Issue #101, opened 2019-09-17
Ability to see which commit id was last applied


etsauer:
I would like the ability to see which git commit id was last run. We could add this two places:

1. In the logs of the job pod, both at the beginning and at the end of a run.
2. In the `.status` section of the `GitOpsConfig` resource being acted on.

seanmalloy:
I believe we would want to add this to the `.status` section on the `GitOpsConfig` resources.

seanmalloy:
For the `.status` section in the `GitOpsConfig` resource I'm thinking we would want the below fields.

* a field for the Git SHA1 that is currently being applied
* a field for the last successfully applied git SHA1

= = = =

Exactly the lines from the one holding "the below fields." to the final line of the listing, both included, must make up the answer.

## Written solution
For the `.status` section in the `GitOpsConfig` resource I'm thinking we would want the below fields.

* a field for the Git SHA1 that is currently being applied
* a field for the last successfully applied git SHA1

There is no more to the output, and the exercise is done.